**Input data**
PR #75, opened 2019-09-04
Add `/autolink import/export` commands

### LINKED ISSUE #73: Add `/autolink import/export` capability
Some ideas for how it can be implemented:
- a browser popup/window that implements upload/download.
- export can create an uploaded file in Mattermost, import can read from a previously uploaded Mattermost file.

See #71 that introduced the config read/write capability.

adarj:
Enables importing and exporting config files using the following Autolink commands:

- `/autolink import` - imports the Autolink configuration file uploaded in the previous post
- `/autolink export` - exports the Autolink configuration as `autolink-config.json` to the current channel

Closes #73

### DIFF
--- a/server/command.go
+++ b/server/command.go
@@ -281,7 +281,7 @@ func executeHelp(p *Plugin, c *plugin.Context, header *model.CommandArgs, args .
 }
 
 func executeExport(p *Plugin, c *plugin.Context, header *model.CommandArgs, args ...string) *model.CommandResponse {
-	config, err := json.MarshalIndent(p.API.GetConfig().PluginSettings.Plugins["mattermost-autolink"], "", "    ")
+	config, err := json.MarshalIndent(p.getConfig(), "", "    ")
 
 	if err != nil {
 		return responsef(err.Error())
--- a/server/command.go
+++ b/server/command.go
@@ -330,7 +330,7 @@ func executeExport(p *Plugin, c *plugin.Context, header *model.CommandArgs, args
 		return responsef(postErr.Error())
 	}
 
-	return responsef("Exported `autolink-config.json`")
+	return responsef("Exported `" + file.Name + "`")
 }
 
 func responsef(format string, args ...interface{}) *model.CommandResponse {
--- a/server/command.go
+++ b/server/command.go
@@ -284,21 +284,23 @@ func executeHelp(p *Plugin, c *plugin.Context, header *model.CommandArgs, args .
 }
 
 func executeImport(p *Plugin, c *plugin.Context, header *model.CommandArgs, args ...string) *model.CommandResponse {
-	posts, postsErr := p.API.GetPostsForChannel(header.ChannelId, 0, 1)
-	if postsErr != nil {
-		return responsef(postsErr.Error())
+	posts, err := p.API.GetPostsForChannel(header.ChannelId, 0, 1)
+	if err != nil {
+		return responsef(err.Error())
 	}
 
 	fileID := posts.ToSlice()[0].FileIds[0]
 
-	file, fileErr := p.API.GetFile(fileID)
-	if fileErr != nil {
-		return responsef(fileErr.Error())
+	var file []byte
+	file, err = p.API.GetFile(fileID)
+	if err != nil {
+		return responsef(err.Error())
 	}
 
-	info, infoErr := p.API.GetFileInfo(fileID)
-	if infoErr != nil {
-		return responsef(infoErr.Error())
+	var info *model.FileInfo
+	info, err = p.API.GetFileInfo(fileID)
+	if err != nil {
+		return responsef(err.Error())
 	}
 
 	var config Config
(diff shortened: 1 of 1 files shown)


adarj:
Screenshot of the import/export functionality:

Screenshot from 2019-09-04 19-16-13

server/command.go
```diff
@@ -278,6 +283,55 @@ func executeHelp(p *Plugin, c *plugin.Context, header *model.CommandArgs, args .
 	return responsef(helpText)
 }
 
+func executeImport(p *Plugin, c *plugin.Context, header *model.CommandArgs, args ...string) *model.CommandResponse {
```
levb: 0/5 We may want to support 2 kinds of "import": **replace** which is what you have here, and **update** when the new config is applied as an update, matching on Name (Pattern as a secondary?). The matched entries are updated, the unmatched ones are added?

cc @lieut-data for an opinion - I think he might advocate sticking with the idempotent **replace** only, as is. For "manual" use by a sysadmin, having an update makes a lot of sense.

One reason to have the "update" mode would be that we can then have library of snippets in this repo, that customers can customize and upload one at a time. Can add a link to the plugin's config page :)

server/command.go
```diff
@@ -278,6 +283,55 @@ func executeHelp(p *Plugin, c *plugin.Context, header *model.CommandArgs, args .
...
+	posts, err := p.API.GetPostsForChannel(header.ChannelId, 0, 1)
+	if err != nil {
+		return responsef(err.Error())
+	}
+
```
levb: 2/5 It is my understanding that `GetPostsForChannel` may return a `nil` error, and yet an empty result set. We should check for it, and return a meaningful error message, explaining the usage (last post should have the attachment to import)

server/command.go
```diff
@@ -278,6 +283,55 @@ func executeHelp(p *Plugin, c *plugin.Context, header *model.CommandArgs, args .
...
+	var info *model.FileInfo
+	info, err = p.API.GetFileInfo(fileID)
+	if err != nil {
+		return responsef(err.Error())
+	}
+
+	var config Config
+	configErr := json.Unmarshal(file, &config)
+	if configErr != nil {
+		return responsef(configErr.Error())
```
levb: 2/5 Should wrap the error with a user-friendly error message, explaining the expected input format

server/command.go
```diff
@@ -278,6 +283,55 @@ func executeHelp(p *Plugin, c *plugin.Context, header *model.CommandArgs, args .
...
+	}
+
```
levb: 0/5 maybe add an extra check that the result of the decode is not empty, effectively checking against invalid inputs that are valid JSON.

server/command.go
```diff
@@ -278,6 +283,55 @@ func executeHelp(p *Plugin, c *plugin.Context, header *model.CommandArgs, args .
...
+	return responsef("Imported `" + info.Name + "`")
+}
+
+func executeExport(p *Plugin, c *plugin.Context, header *model.CommandArgs, args ...string) *model.CommandResponse {
+	config, _ := json.MarshalIndent(p.getConfig(), "", "    ")
+	info, _ := p.API.UploadFile(config, header.ChannelId, "autolink-config.json")
+
+	_, err := p.API.CreatePost(&model.Post{
+		UserId:    header.UserId,
```
levb: Should probably add message text here

server/command.go
adarj: Would the update functionality be implemented as a separate function (i.e. `executeUpdate`), or as a flag that gets checked in the `executeImport` function (i.e. `if isUpdate == true {...}`)?

levb: after you said it, I think 2 separate commands, `/autolink replace` and `/autolink update` would make most sense.

server/command.go
```diff
@@ -278,6 +283,55 @@ func executeHelp(p *Plugin, c *plugin.Context, header *model.CommandArgs, args .
 	return responsef(helpText)
 }
 
+func executeImport(p *Plugin, c *plugin.Context, header *model.CommandArgs, args ...string) *model.CommandResponse {
+	posts, err := p.API.GetPostsForChannel(header.ChannelId, 0, 1)
```
crspeller: `header` is a bit confusing name for the command args. Generally we use `args` or `commandArgs`.

server/command.go
```diff
@@ -278,6 +283,55 @@ func executeHelp(p *Plugin, c *plugin.Context, header *model.CommandArgs, args .
...
+
+	p.updateConfig(func(conf *Config) {
+		*conf = config
+	})
+
+	return responsef("Imported `" + info.Name + "`")
+}
+
+func executeExport(p *Plugin, c *plugin.Context, header *model.CommandArgs, args ...string) *model.CommandResponse {
+	config, _ := json.MarshalIndent(p.getConfig(), "", "    ")
```
crspeller: We should handle these errors.

hanzei:
@adarj Do you have questions about the feedback?

levb:
@adarj are you still interested in finishing this ticket? Anything we can help with?

hanzei:
Closing this one due to inactivity.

**Work instruction**
Search the material above for the word "configuration", then copy out each line that has it.

**Your response**
- `/autolink import` - imports the Autolink configuration file uploaded in the previous post
- `/autolink export` - exports the Autolink configuration as `autolink-config.json` to the current channel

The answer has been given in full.